For example, I use 5-stage filtered RO/DI water. Using the calculations from the periodic table (as above), I determine that if I change 15 gallons of water and I want a GH of 6 dGH with a 4:1 ca:mg ratio, I should dose 4.86 grams of CaCO3 and 1.02 grams of MgCO3. But with testing with LaMotte test kits, I find that it's more like 3.09 grams CaCO3 and .23 grams MgCO3.

Just to nitpick (sorry ),


> MgSO4 (epsom salt) only readily exists in a hydrated state.


Not true, MgSO4 is most _readily available_ as epsom salt in the hydrated form, but it is also available without the water molecules (which create the crystalline structure) as an anhydrous powder.


----------



## BryceM (Nov 6, 2005)

I should have said MgSO4-7H2O is the readily available form of Mag sulfate 

I will take issue with you about stating that test kits are more accurate than adding a known quantity to water. Sure, chemicals come in varying grades. Even so, even the poorest quality KNO3 out there is likely >95% pure. If that is the case, assuming you are using an accurate method of measurement (an electronic scale, not a bent, rusty teaspoon), the error between what you calculate and what is actually added to the water should only be 5% or so.
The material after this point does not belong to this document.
PR #116, opened 2019-07-30
Feature/osm via overpass

drewbo:
Initial implementation of pulling vector data from OpenStreetMap (OSM) via the overpass API. Please review for accuracy of implementation and code style. Here is is shown alongside `VectorToRaster` for visualization purposes. Currently each new OSM filter will require a separate feature (could in the future be combined with `VectorToRaster` `values_column` parameter for a single task to create multiple classes)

You are stating that your Lamotte kits are showing that you need to add 36% less CaCO3 than your calculations show. I'd assume that either your calculations are wrong, your reagents are old, the your Lamotte kit isn't all that accurate, you don't actually have pure water, or that your chemicals aren't really what you think they are.

People should not get the idea that they should use test kits to zero in on the math & chemistry behind it. Of the two methods, using a test kit is much less acurate than preparing a known solution. If you add 1 gram of KNO3 to 100 liters of water, you will have increased the concentration of nitrate by 6.13 ppm, every single time, regardless of what your test kits show.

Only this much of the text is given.